Submitted to: Applied Microbiology and Biotechnology
Publication Type: Peer Reviewed Journal
Publication Acceptance Date: 9/25/2012
Publication Date: 10/26/2012
Citation: Jordan, D.B., Wagschal, K.C., Grigorescu, A.A., Braker, J.D. 2013. Highly active ß-xylosidases of glycoside hydrolase family 43 operating on natural and artificial substrates. Applied Microbiology and Biotechnology. 97:4415-4428.

Interpretive Summary: Enzymatic saccharification of plant biomass is deemed the most economical route for providing fermentable sugars that can be converted to transportation fuels and other bioproducts. Given the scale of the endeavor, it behooves us to obtain the most economically efficient enzymes available. This work focuses on discovering highly active ß-xylosidases, which act in the breakdown of xylan, the second most abundant polysaccharide after cellulose in plant biomass. Among the four ß-xylosidases examined, one of them is the most active enzyme known, by a factor of two, that acts on natural substrates, xylobiose, xylotriose, and xylotetraose. The enzyme has good stability and protein production characteristics that should translate its activity in the bioreactor to a factor of two improvement.

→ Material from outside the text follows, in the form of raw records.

PR #1180, opened 2022-06-22
Update link to High-level build options with Bake

rdmolony:
Current link is invalid, so I replaced it with the High-level build options
from https://docs.docker.com/engine/reference/commandline/buildx_bake/


crazy-max:
Reference documentation is published on docs web site. Recent changes to our documentation on the master branch is not (yet) synced with docs website as there is on going work. This will be fixed with https://github.com/docker/docker.github.io/pull/14905. In the meantime you can directly read the current stable docs for bake at https://docs.docker.com/engine/reference/commandline/buildx_bake/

Technical Abstract: The hemicellulose xylan constitutes a major portion of plant biomass, a renewable feedstock available for conversion to biofuels and other bioproducts. ß-xylosidase operates in the deconstruction of the polysaccharide to fermentable sugars. Glycoside hydrolase family 43 has been identified as a source of highly active ß-xylosidases. Biochemical details of four GH43 ß-xylosidases are examined here. Sedimentation equilibrium experiments indicate the quaternary state of three of the enzymes are monomer, homodimer, or homotetramer. kcat and kcat/Km of the four enzymes are higher for xylobiose than for xylotriose, suggesting that the enzyme active sites comprise two subsites, as has been demonstrated by the X-ray structures of some GH43 ß-xylosidases. Ki values for D-glucose (83.3 to 357 mM) and D-xylose (15.6 to 70.0 mM) of the four enzymes are moderately high. The four enzymes display good temperature (Kt^0.5^ ~ 45 °C) and pH stabilities (>4.6 to <10.3). At pH 6.0 and 25 °C, the enzyme from Lactobacillus brevis ATCC 367 displays the highest reported kcat and kcat/Km on natural substrates xylobiose (407 s^-1^, 138 s^-1^mM^-1^), xylotriose (235 s^-1^, 80.8 s^-1^mM^-1^) and xylotetraose (146 s^-1^, 32.6 s^-1^mM^-1^).